* Data supplied:

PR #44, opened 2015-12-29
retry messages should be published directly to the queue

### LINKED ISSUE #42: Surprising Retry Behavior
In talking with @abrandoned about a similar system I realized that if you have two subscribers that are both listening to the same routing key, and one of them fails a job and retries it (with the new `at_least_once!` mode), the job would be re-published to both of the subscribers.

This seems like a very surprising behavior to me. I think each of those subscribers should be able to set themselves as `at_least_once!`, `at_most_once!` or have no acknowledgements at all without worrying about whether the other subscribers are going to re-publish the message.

* Required work:
Would you set down all of the entries again, word for word?

* Result of this exercise:
PR #44, opened 2015-12-29
retry messages should be published directly to the queue

### LINKED ISSUE #42: Surprising Retry Behavior
In talking with @abrandoned about a similar system I realized that if you have two subscribers that are both listening to the same routing key, and one of them fails a job and retries it (with the new `at_least_once!` mode), the job would be re-published to both of the subscribers.

This seems like a very surprising behavior to me. I think each of those subscribers should be able to set themselves as `at_least_once!`, `at_most_once!` or have no acknowledgements at all without worrying about whether the other subscribers are going to re-publish the message.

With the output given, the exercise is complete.